Blue Marine, the lastest outlet in a group of restaurants, doesn't disappoint.
Located in Beijing's embassy area near Liangmaqiao, a newly opened restaurant may not catch our eye but for a friend's recommendation. Its name, Blue Marlin, is fresh on Beijing's dinning map; yet, the restaurant chain has already gained ground in a host of China's smaller cities. Now it's landed in Beijing.
There are few successful Chinese brands of Western chain restaurants and bars, especially ones founded by a Chinese boss and chef. Blue Marlin Bar & Restaurant is one of the exceptions.
From left: Long Island ice tea; Sheng Xueyong, head chef of Blue Marlin Beijing; 'mudslides' milkshake. Photos by Wang Zhuangfei / China Daily |
Clockwise from top: Creamed lobster; antipasto; paella. Photos by Wang Zhuangfei / China Daily |
Founded in 1999 with the first branch in Suzhou, Jiangsu province, the restaurant chain has established 13 locations in Suzhou, Shanghai, Nanjing, Changzhou, Wuxi, Hefei, Xuzhou and Beijing.
"Compared to Beijing and Shanghai where there are myriad of fancy restaurants and bars that are dazzling to the eye, Blue Marlin is better known in smaller cities such as Suzhou, Changzhou and Wuxi. It's a 'home away from home', for expats in these local communities," says Sheng Xueyong, head chef of Blue Marlin Beijing, who has also worked at the chain's Suzhou location.
Blue Marlin's specialty lies in variety, providing a tour of global food. Burgers, Tex-Mex, pasta, barbecue, Spanish seafood rice, Vietnam Pho, Thai curry ... as long as you can fathom it, you can find your home food there.
The ambiance at Blue Marlin's Beijing location is elegant, but in a more casual and family-friendly way, unlike a formal fine dining experience. Echoing the name "Blue Marlin", the interior is designed in the theme of a cruise ship.
The spacious ground floor can hold up to 80 people. Blue Marlin's house band performs almost every night, and occasionally big sporting events play on the restaurants' multiple big-screen TVs.
Like a guest cabin on a yacht, a private dining area on the ground floor mimics the decor of a "living room" with an elephant-gray leather sofa, tea table, TV stand and book shelves. The living room is connected to a warm wood dining table that seats six.
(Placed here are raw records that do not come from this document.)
PR #72, opened 2020-12-12
я сделаль

Artificial-Friend:


src/main/java/core/mate/academy/service/MachineService.java
```diff
@@ -1,11 +1,12 @@
 package core.mate.academy.service;
 
+import core.mate.academy.model.Machine;
 import java.util.List;
 
 /**
  * Parameterize this service and add its implementation in a separate class.
  */
-public interface MachineService {
+public interface MachineService<T extends Machine> {
```
IvanLuchkin, line 9: We don't need to set any bounding here, because `MachineServiceImpl` parametrizes this interface with `Machine` type in its signature. If this bounding is set, our interface is depending on the exact implementation (which is working only with the `Machine` hierarchy), therefore, this interface is not reusable in any other part of the program.
```suggestion
public interface MachineService<T> {
```

src/main/java/core/mate/academy/service/MachineServiceImpl.java
```diff
@@ -1,7 +1,47 @@
...
+import java.util.List;
+
 /**
  * Your implementation of MachineService.
  */
-public class MachineServiceImpl {
+public class MachineServiceImpl<T extends Machine> implements MachineService<T> {
+
+    @Override
+    public void fill(List<? super Machine> machines, Object value) {
```
IvanLuchkin, line 16: This implementation is depending on the `Machine` hierarchy already (see class signature). Is it safe to keep `Object` as possible parameter type?

src/main/java/core/mate/academy/service/MachineServiceImpl.java
```diff
@@ -1,7 +1,47 @@
...
+            machine.doWork();
+        }
+    }
+
+    @Override
+    public List<Machine> getAll(Class<? extends Machine> type) {
+        if (type == Bulldozer.class) {
+            BulldozerProducer bulldozerProducer = new BulldozerProducer();
+            List<Bulldozer> machines = bulldozerProducer.get();
+            return new ArrayList<>(machines);
```
IvanLuchkin, line 34: Redundant variables, can be simplified (as well as in other cases in this method)

IvanLuchkin (changes requested):

IvanLuchkin:
Also, please, consider improving your commit messages 😂

src/main/java/core/mate/academy/model/Bulldozer.java
```diff
@@ -5,9 +5,28 @@
  * Do not remove no-args constructor
  */
 public class Bulldozer extends Machine {
+    private int bulldozerSpeed;
+    private String bulldozerColor;
```
RomanDubovskyi, line 9:
```suggestion
    private int speed;
    private String color;
```

src/main/java/core/mate/academy/model/Excavator.java
```diff
@@ -5,9 +5,28 @@
  * Do not remove no-args constructor
  */
 public class Excavator extends Machine {
+    private int excavatorSpeed;
+    private String excavatorColor;
```
RomanDubovskyi, line 9: same here and in other classes

src/main/java/core/mate/academy/service/MachineService.java
```diff
@@ -16,7 +17,7 @@
      * @param type - any class of Machine sub class. For example: Truck.class or Bulldozer.class
      * @return the list of machines
      */
-    List<Object> getAll(Class type);
+    List<Machine> getAll(Class<? extends Machine> type);
```
```suggestion
    List<Machine> getAll(Class<? extends T> type);
```
this will make more flexible

src/main/java/core/mate/academy/service/MachineService.java
```diff
@@ -26,13 +27,13 @@
      * @param machines - list of machines to be filled with value
      * @param value    - any object of machine sub class
      */
-    void fill(List<Object> machines, Object value);
+    void fill(List<? super Machine> machines, T value);
```
```suggestion
    void fill(List<? super T> machines, T value);
```

src/main/java/core/mate/academy/service/MachineService.java
```diff
@@ -26,13 +27,13 @@
...
 
     /**
      * Call the method doWork() from each machine.
      * This method should be able to accept a list of bulldozers as well as list of trucks.
      *
      * @param machines - the list of machines
      */
-    void startWorking(List<Object> machines);
+    void startWorking(List<? extends Machine> machines);
```
RomanDubovskyi, line 38:
```suggestion
    void startWorking(List<? extends T> machines);
```

src/main/java/core/mate/academy/service/MachineServiceImpl.java
```diff
@@ -1,7 +1,41 @@
...
+import core.mate.academy.model.Machine;
+import core.mate.academy.model.Truck;
+import java.util.ArrayList;
+import java.util.List;
+
 /**
  * Your implementation of MachineService.
  */
-public class MachineServiceImpl {
+public class MachineServiceImpl<T extends Machine> implements MachineService<T> {
```
RomanDubovskyi, line 13:
```suggestion
public class MachineServiceImpl implements MachineService<Machine> {
```
since it's impl we should declare specific parameter here

src/main/java/core/mate/academy/service/MachineServiceImpl.java
```diff
@@ -1,7 +1,41 @@
...
+    @Override
+    public List<Machine> getAll(Class<? extends Machine> type) {
+        if (type == Bulldozer.class) {
+            return new ArrayList<>(new BulldozerProducer().get());
+        } else if (type == Excavator.class) {
+            return new ArrayList<>(new ExcavatorProducer().get());
+        } else if (type == Truck.class) {
+            return new ArrayList<>(new TruckProducer().get());
+        } else {
+            return null;
```
RomanDubovskyi, line 38:
```suggestion
        return Collections.EMPTY_LIST;
```

RomanDubovskyi (changes requested):

src/main/java/core/mate/academy/service/MachineServiceImpl.java
```diff
@@ -1,7 +1,42 @@
...
  */
-public class MachineServiceImpl {
+public class MachineServiceImpl implements MachineService<Machine> {
+
+    @Override
+    public List<Machine> getAll(Class<? extends Machine> type) {
+        if (type == Bulldozer.class) {
+            return new ArrayList<>(new BulldozerProducer().get());
+        } else if (type.equals(Excavator.class)) {
+            return new ArrayList<>(new ExcavatorProducer().get());
```
RomanDubovskyi, line 21: we don't need else after return in if 
```suggestion
        } 
         if (type.equals(Excavator.class)) {
            return new ArrayList<>(new ExcavatorProducer().get());
```

src/main/java/core/mate/academy/service/MachineService.java
```diff
@@ -1,11 +1,12 @@
 package core.mate.academy.service;
 
+import core.mate.academy.model.Machine;
 import java.util.List;
 
 /**
  * Parameterize this service and add its implementation in a separate class.
  */
-public interface MachineService {
+public interface MachineService<T> {
```
RomanDubovskyi, line 9:
```suggestion
public interface MachineService<T extends Machine> {
```
your first impl was corrects because it's better restrict type to avoid MachineService<Cat>

RomanDubovskyi (approved):

PR #75, opened 2020-12-13
HM_PECS complete

grom4er:
Create all fields. Fill methods.

### DIFF
--- a/src/main/java/core/mate/academy/model/Truck.java
+++ b/src/main/java/core/mate/academy/model/Truck.java
@@ -8,6 +8,13 @@ public class Truck extends Machine {
     public Truck() {
     }
 
+    public TruckType getType() {
+        return type;
+    }
+
+    public void setType(TruckType type) {
+        this.type = type;
+    }
 
     public void doWork() {
 
--- a/src/main/java/core/mate/academy/model/Truck.java
+++ b/src/main/java/core/mate/academy/model/Truck.java
@@ -1,15 +1,16 @@
 package core.mate.academy.model;
 
-/**
- * Add some custom fields that could be only in Truck
- * Do not remove no-field constructor
- */
+import core.mate.academy.model.enums.TruckType;
+
 public class Truck extends Machine {
+    private TruckType type;
+
     public Truck() {
     }
 
-    @Override
+
     public void doWork() {
+
         System.out.println("Truck started to work");
     }
 }
--- a/src/main/java/core/mate/academy/model/enums/Blade.java
+++ b/src/main/java/core/mate/academy/model/enums/Blade.java
@@ -1,0 +1,5 @@
+package core.mate.academy.model.enums;
+
+public enum Blade {
+    S_BLADE, U_BLADE, S_U_BLADE;
+}
--- a/src/main/java/core/mate/academy/service/MachineService.java
+++ b/src/main/java/core/mate/academy/service/MachineService.java
@@ -1,11 +1,12 @@
 package core.mate.academy.service;
 
+import core.mate.academy.model.Machine;
 import java.util.List;
 
 /**
  * Parameterize this service and add its implementation in a separate class.
  */
-public interface MachineService {
+public interface MachineService<T> {
 
     /**
      * Return the list of machines.
@@ -16,7 +17,7 @@ public interface MachineService {
      * @param type - any class of Machine sub class. For example: Truck.class or Bulldozer.class
      * @return the list of machines
      */
-    List<Object> getAll(Class type);
+    List<Machine> getAll(Class<? extends T> type);
 
     /**
      * Fill the machines list with passed value
@@ -26,7 +27,7 @@ public interface MachineService {
      * @param machines - list of machines to be filled with value
      * @param value    - any object of machine sub class
      */
-    void fill(List<Object> machines, Object value);
+    void fill(List<? super T> machines, T value);
 
     /**
      * Call the method doWork() from each machine.
@@ -34,5 +35,5 @@ public interface MachineService {
      *
      * @param machines - the list of machines
      */
-    void startWorking(List<Object> machines);
+    void startWorking(List<? extends Machine> machines);
 }
--- a/src/main/java/core/mate/academy/service/MachineServiceImpl.java
+++ b/src/main/java/core/mate/academy/service/MachineServiceImpl.java
@@ -1,7 +1,33 @@
 package core.mate.academy.service;
 
-/**
- * Your implementation of MachineService.
- */
-public class MachineServiceImpl {
+import core.mate.academy.model.Machine;
+import java.util.ArrayList;
+import java.util.List;
+
+public class MachineServiceImpl implements MachineService<Machine> {
+
+    @Override
+    public List<Machine> getAll(Class<? extends Machine> type) {
+        if (type.getSimpleName().equals("Bulldozer")) {
+            return new ArrayList<>(new BulldozerProducer().get());
+        } else if (type.getSimpleName().equals("Excavator")) {
+            return new ArrayList<>(new ExcavatorProducer().get());
+        } else {
+            return new ArrayList<>(new TruckProducer().get());
+        }
+    }
+
+    @Override
+    public void fill(List<? super Machine> machines, Machine value) {
+        for (int i = 0; i < 3; i++) {
+            machines.set(i, value);
+        }
+    }
+
+    @Override
+    public void startWorking(List<? extends Machine> machines) {
+        for (Machine machine : machines) {
+            machine.doWork();
+        }
+    }
 }
--- a/src/main/java/core/mate/academy/model/Bulldozer.java
+++ b/src/main/java/core/mate/academy/model/Bulldozer.java
@@ -1,11 +1,19 @@
 package core.mate.academy.model;
 
-/**
- * Add some custom fields that could be only in Bulldozer
- * Do not remove no-args constructor
- */
+import core.mate.academy.model.enums.Blade;
+
 public class Bulldozer extends Machine {
+    private Blade blade;
+
     public Bulldozer() {
+    }
+
+    public Blade getBlade() {
+        return blade;
+    }
+
+    public void setBlade(Blade blade) {
+        this.blade = blade;
     }
 
     @Override
--- a/src/main/java/core/mate/academy/model/Excavator.java
+++ b/src/main/java/core/mate/academy/model/Excavator.java
@@ -1,10 +1,17 @@
 package core.mate.academy.model;
 
-
 public class Excavator extends Machine {
     private int createYear;
 
     public Excavator() {
+    }
+
+    public int getCreateYear() {
+        return createYear;
+    }
+
+    public void setCreateYear(int createYear) {
+        this.createYear = createYear;
     }
 
     @Override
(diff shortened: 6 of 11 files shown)


boroda4436 (changes requested):
Travis failed

src/main/java/core/mate/academy/model/enums/Blade.java
```diff
@@ -0,0 +1,5 @@
+package core.mate.academy.model.enums;
+
+public enum Blade {
+    S_BLADE, U_BLADE, S_U_BLADE;
```
boroda4436, line 4: can we use more informative enum values? Now I don't understand what mean `S`, `U` or `S_U`

src/main/java/core/mate/academy/model/Truck.java
```diff
@@ -1,15 +1,23 @@
...
+
     public Truck() {
     }
 
-    @Override
+    public TruckType getType() {
+        return type;
+    }
+
+    public void setType(TruckType type) {
```
boroda4436, line 15: Are you using somewhere this method?

src/main/java/core/mate/academy/service/MachineService.java
```diff
@@ -16,7 +17,7 @@
      * @param type - any class of Machine sub class. For example: Truck.class or Bulldozer.class
      * @return the list of machines
      */
-    List<Object> getAll(Class type);
+    List<Machine> getAll(Class<? extends T> type);
```
boroda4436, line 20:
```suggestion
    List<T> getAll(Class<? extends T> type);
```
It's better to return `T`. In this way, your code will be more flexible

src/main/java/core/mate/academy/service/MachineService.java
```diff
@@ -1,11 +1,12 @@
 package core.mate.academy.service;
 
+import core.mate.academy.model.Machine;
 import java.util.List;
 
 /**
  * Parameterize this service and add its implementation in a separate class.
  */
-public interface MachineService {
+public interface MachineService<T> {
```
boroda4436, line 9:
```suggestion
public interface MachineService<T extends Machine> {
```
You can bound your type

src/main/java/core/mate/academy/service/MachineService.java
```diff
@@ -26,13 +27,13 @@
...
+    void fill(List<? super T> machines, T value);
 
     /**
      * Call the method doWork() from each machine.
      * This method should be able to accept a list of bulldozers as well as list of trucks.
      *
      * @param machines - the list of machines
      */
-    void startWorking(List<Object> machines);
+    void startWorking(List<? extends Machine> machines);
```
boroda4436, line 38:
```suggestion
    void startWorking(List<? extends T> machines);
```
If your `T` will be bounded at the class level you may use just `T`

boroda4436 (changes requested):

src/main/java/core/mate/academy/model/enums/Blade.java
grom4er: https://en.wikipedia.org/wiki/Bulldozer#Blade
Насколько я понял, это были их тех названия. Я сделал на описание, но считаю что старый вариант более лучше.

src/main/java/core/mate/academy/service/MachineService.java
```diff
@@ -1,38 +1,13 @@
 package core.mate.academy.service;
 
+import core.mate.academy.model.Machine;
 import java.util.List;
 
-/**
- * Parameterize this service and add its implementation in a separate class.
- */
-public interface MachineService {
+public interface MachineService<T extends Machine> {
```
IvanLuchkin, line 6: If we generify our interface like this, it is dependent on the exact implementation (`MachineServiceImpl`), which works only with `Machine` hierarchy. Therefore, this particular interface is not reusable for any other type
```suggestion
public interface MachineService<T> {
```

src/main/java/core/mate/academy/service/MachineServiceImpl.java
```diff
@@ -1,7 +1,38 @@
...
+    @Override
+    public List<Machine> getAll(Class<? extends Machine> type) {
+        if (type.getSimpleName().equals(TYPE_NAME_BULLDOZER)) {
+            return new ArrayList<>(new BulldozerProducer().get());
+        } else if (type.getSimpleName().equals(TYPE_NAME_EXCAVATOR)) {
+            return new ArrayList<>(new ExcavatorProducer().get());
+        } else if (type.getSimpleName().equals(TYPE_NAME_Truck)) {
+            return new ArrayList<>(new TruckProducer().get());
+        }
+        return new ArrayList<>();
```
IvanLuchkin, line 22: Isn't it better to return null?

src/main/java/core/mate/academy/service/MachineServiceImpl.java
```diff
@@ -1,7 +1,38 @@
...
- */
-public class MachineServiceImpl {
+import core.mate.academy.model.Machine;
+import java.util.ArrayList;
+import java.util.List;
+
+public class MachineServiceImpl implements MachineService<Machine> {
+    private static final String TYPE_NAME_BULLDOZER = "Bulldozer";
+    private static final String TYPE_NAME_EXCAVATOR = "Excavator";
+    private static final String TYPE_NAME_Truck = "Truck";
```
IvanLuchkin, line 10: Why don't just use `getClass()` and get rid of these constants? What if we want to add another inheritant of `Machine`?

IvanLuchkin (changes requested):

src/main/java/core/mate/academy/service/MachineServiceImpl.java
```diff
@@ -1,7 +1,41 @@
...
+import core.mate.academy.model.Excavator;
+import core.mate.academy.model.Machine;
+import core.mate.academy.model.Truck;
+import java.util.ArrayList;
+import java.util.List;
+
+public class MachineServiceImpl implements MachineService<Machine> {
+    private static final Class TYPE_BULLDOZER = Bulldozer.class;
+    private static final Class TYPE_EXCAVATOR = Excavator.class;
+    private static final Class TYPE_TRUCK = Truck.class;
```
IvanLuchkin, line 13: Mentor comment needed

IvanLuchkin (approved):

src/main/java/core/mate/academy/service/MachineServiceImpl.java
grom4er: Мое объяснение:
Машин может быть N количество, в случае расширения/изменения метода fill, другому разработчику  проще понять почему именно эти 3 машины у меня на выбор.

src/main/java/core/mate/academy/service/MachineServiceImpl.java
RomanDubovskyi: No, it's better to return empty list, because with null you may receive NPE

src/main/java/core/mate/academy/service/MachineService.java
RomanDubovskyi: image

src/main/java/core/mate/academy/model/Truck.java
```diff
@@ -1,15 +1,24 @@
...
+        super(name, color);
+        this.type = type;
+    }
+
+    public TruckType getType() {
+        return type;
+    }
+
     public void doWork() {
+
```
RomanDubovskyi, line 21: we don't need to add this extra line

src/main/java/core/mate/academy/service/MachineServiceImpl.java
```diff
@@ -1,7 +1,41 @@
...
+    @Override
+    public List<Machine> getAll(Class<? extends Machine> type) {
+        if (type.equals(TYPE_BULLDOZER)) {
+            return new ArrayList<>(new BulldozerProducer().get());
+        } else if (type.equals(TYPE_EXCAVATOR)) {
+            return new ArrayList<>(new ExcavatorProducer().get());
+        } else if (type.equals(TYPE_TRUCK)) {
+            return new ArrayList<>(new TruckProducer().get());
+        }
+        return null;
```
RomanDubovskyi, line 25:
```suggestion
        return Collections.EMPTY_LIST;
```
prev solution was ok, it's better to return empty list then null. This way user of your code won't need to write additional null check and will avoid NPE

src/main/java/core/mate/academy/service/MachineServiceImpl.java
```diff
@@ -1,7 +1,41 @@
...
+    }
+
+    @Override
+    public void fill(List<? super Machine> machines, Machine value) {
+        for (int i = 0; i < COUNT_OF_FILL_LIST; i++) {
```
RomanDubovskyi, line 30:
```suggestion
        for (int i = 0; i < machines.size(); i++) {
```
if list has 100 elements we will always set first 3, and if list.size is 1 you will get IndexOutOfBound
https://mate-academy.github.io/jv-program-common-mistakes/java-core/pecs/pecs.html

src/main/java/core/mate/academy/service/MachineServiceImpl.java
```diff
@@ -1,7 +1,41 @@
...
+import core.mate.academy.model.Machine;
+import core.mate.academy.model.Truck;
+import java.util.ArrayList;
+import java.util.List;
+
+public class MachineServiceImpl implements MachineService<Machine> {
+    private static final Class TYPE_BULLDOZER = Bulldozer.class;
+    private static final Class TYPE_EXCAVATOR = Excavator.class;
+    private static final Class TYPE_TRUCK = Truck.class;
+    private static final int COUNT_OF_FILL_LIST = 3;
```
RomanDubovskyi, line 14: we don't need this variable

src/main/java/core/mate/academy/service/MachineServiceImpl.java
```diff
@@ -1,7 +1,41 @@
...
+import core.mate.academy.model.Bulldozer;
+import core.mate.academy.model.Excavator;
+import core.mate.academy.model.Machine;
+import core.mate.academy.model.Truck;
+import java.util.ArrayList;
+import java.util.List;
+
+public class MachineServiceImpl implements MachineService<Machine> {
+    private static final Class TYPE_BULLDOZER = Bulldozer.class;
+    private static final Class TYPE_EXCAVATOR = Excavator.class;
```
RomanDubovskyi, line 12: in future afte hashMap you will learn how to handle such case with a strategy pattern, that solution will be flexible. 
For now these constants don't give us a lot of practical value, we can remove them

RomanDubovskyi (changes requested):

src/main/java/core/mate/academy/service/MachineService.java
```diff
@@ -2,37 +2,11 @@
 
 import java.util.List;
 
-/**
- * Parameterize this service and add its implementation in a separate class.
- */
-public interface MachineService {
+public interface MachineService<T> {
```
RomanDubovskyi, line 5:
```suggestion
public interface MachineService<T extends Machine> {
```
better to restrict usage of generics so you won't be able to user MachineService<Cat> etc

RomanDubovskyi (approved):

PR #77, opened 2020-12-14
realized methods getAll(), fil() and startWorking()

Alex-Korzun:


nut-pine (changes requested):

src/main/java/core/mate/academy/model/Bulldozer.java
```diff
@@ -5,7 +5,32 @@
...
+    private int id;
+    private String manufacturer;
+
+    public Bulldozer(int id, String manufacturer) {
+        this.id = id;
+        this.manufacturer = manufacturer;
+    }
+
     public Bulldozer() {
+
```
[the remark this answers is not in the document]
Alex-Korzun: removed

src/main/java/core/mate/academy/service/BulldozerProducer.java
```diff
@@ -0,0 +1,16 @@
+package core.mate.academy.service;
+
+import core.mate.academy.model.Bulldozer;
+import core.mate.academy.model.Machine;
+import java.util.List;
+
+public class BulldozerProducer implements MachineProducer<Machine> {
+    List<Machine> list = List.of(new Bulldozer(01, "Volvo"),
```
nut-pine, line 8: put this code into your method get()

src/main/java/core/mate/academy/service/ExcavatorProducer.java
```diff
@@ -0,0 +1,16 @@
+package core.mate.academy.service;
+
+import core.mate.academy.model.Excavator;
+import core.mate.academy.model.Machine;
+import java.util.List;
+
+public class ExcavatorProducer implements MachineProducer<Machine> {
+    List<Machine> list = List.of(new Excavator(20, true),
```
nut-pine, line 8: same here

src/main/java/core/mate/academy/service/TruckProducer.java
```diff
@@ -0,0 +1,16 @@
+package core.mate.academy.service;
+
+import core.mate.academy.model.Machine;
+import core.mate.academy.model.Truck;
+import java.util.List;
+
+public class TruckProducer implements MachineProducer<Machine> {
+    List<Machine> list = List.of(new Truck(20, 1000000),
```
nut-pine, line 8: same here

nut-pine (changes requested):

src/main/java/core/mate/academy/service/BulldozerProducer.java
Alex-Korzun: done

nut-pine (approved):

src/main/java/core/mate/academy/service/BulldozerProducer.java
```diff
@@ -0,0 +1,15 @@
+package core.mate.academy.service;
+
+import core.mate.academy.model.Bulldozer;
+import core.mate.academy.model.Machine;
+import java.util.List;
+
+public class BulldozerProducer implements MachineProducer<Machine> {
```
Sofasmile, line 7: I agree with @nut-pine 
why do we parameterize this class with `Machine`? If the name of the class tells us that we will return only `Bulldozers`?

src/main/java/core/mate/academy/service/BulldozerProducer.java
```diff
@@ -0,0 +1,15 @@
...
+
+    @Override
+    public List<Machine> get() {
```
Sofasmile, line 10: the same here and with other classes

src/main/java/core/mate/academy/service/MachineService.java
```diff
@@ -5,7 +5,7 @@
 /**
  * Parameterize this service and add its implementation in a separate class.
  */
-public interface MachineService {
+public interface MachineService<T> {
```
Sofasmile, line 8: if we use only `T` type, we can parameterize this interface with any type of class (It can be Person, String, Object...) Is it valid behavior for `MachineService` interface?

src/main/java/core/mate/academy/service/MachineServiceImpl.java
```diff
@@ -1,7 +1,39 @@
...
+
 /**
  * Your implementation of MachineService.
  */
-public class MachineServiceImpl {
+public class MachineServiceImpl implements MachineService<Machine> {
+    @Override
+    public List<Machine> getAll(Class<? extends Machine> type) {
+        if (type == Bulldozer.class) {
+            BulldozerProducer bulldozers = new BulldozerProducer();
```
Sofasmile, line 15: we should operate with abstraction, not an implementation, so let's operate interfaces instead of class here

src/main/java/core/mate/academy/service/MachineServiceImpl.java
```diff
@@ -1,7 +1,39 @@
...
+            return bulldozers.get();
+        } else if (type == Excavator.class) {
```
Sofasmile, line 17: do we need else block after return statement?

src/main/java/core/mate/academy/service/MachineServiceImpl.java
```diff
@@ -1,7 +1,39 @@
...
+            ExcavatorProducer excavators = new ExcavatorProducer();
+            return excavators.get();
+        } else {
```
Sofasmile, line 20: let's add this code to the `if` block
and if there is no class type - return an empty list

Sofasmile (changes requested):

src/main/java/core/mate/academy/service/BulldozerProducer.java
Alex-Korzun: Changed parametrization in every class. I had some problems with implementation. But I've resolved it

src/main/java/core/mate/academy/service/BulldozerProducer.java
Alex-Korzun: Done as well

src/main/java/core/mate/academy/service/MachineService.java
Alex-Korzun: Changed to `<T extends Machine>` and made it more specific

src/main/java/core/mate/academy/service/MachineServiceImpl.java
Alex-Korzun: Changed

src/main/java/core/mate/academy/service/MachineServiceImpl.java
Alex-Korzun: removed all `else` blocks

src/main/java/core/mate/academy/service/MachineServiceImpl.java
Alex-Korzun: Done

Sofasmile (approved):
awesome)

The second floor is more intimate and recreational. A Brunswick pool table stands in the center, surrounded by high chairs, small bar tables and sofas. A terrace on the third floor is said to open this summer.
We tried only some of the signature dishes, and found that the quality does not give way to its variety.
Our antipasto was cold cuts with cheese, a selection of roast beef and pork, ham, salami, marinated vegetables, large olives, served with freshly baked panini bread. The platter was fresh and fabulous, nothing to nitpick for us fastidious foodies. It was perfect for a family gathering, and would go well with a bottle of wine.
The pan-fried tuna with Arugula and black truffles, paired with fresh lettuce, was also a good starter to tingle our taste buds. Tuna fillets wrapped with white and black sesame seeds were fried for two minutes, leaving the meat tender and firm, and with a light-red color.
The highly anticipated "tomahawk" steak did not let us down. Cooked medium rare, the meat tastes heavenly: tender, succulent, chewy and flavorful. Perhaps part of the reason is because the selection of superior cuts of meat: Australian 180-day grass-fed rib-eye. Sprinkled with arugula, Parmesan cheese and sour vinegar sauce, the steak can be enjoyed with a peppercorn dipping sauce or without, depending on your preference.
Another highlight is the red wine roasted lamb leg with seasonal vegetables and grilled garlic sauce. The charcoal roasted lamb leg was marinated for four hours with more than 10 different spices before being grilled into a maroon color. The texture is incredibly soft, but the aroma captures you before your first bite.
Blue Marlin's drink list also caters to nearly all tastes: smoothies, milkshakes, tea, coffee, juice, more than 50 different cocktails, and a wide variety of beer and wine.
We tried the "big girl", which is made of X-rated peach liqueur, osmanthus wine, tonic water and a shot of "Spring Spring" made of blue curacao, peach liqueur, sprite and tonic. Big girl is luscious, and the latter one is relatively compact.
For lunch, there are also two sets of three-course menus: roasted halibut fish with seasonal vegetables (168 yuan or $21) or roasted T-bone steak with potatoes and seasonal vegetables (268 yuan). Both sets are paired with a vegetable soup appetizer, and soft drink or coffee.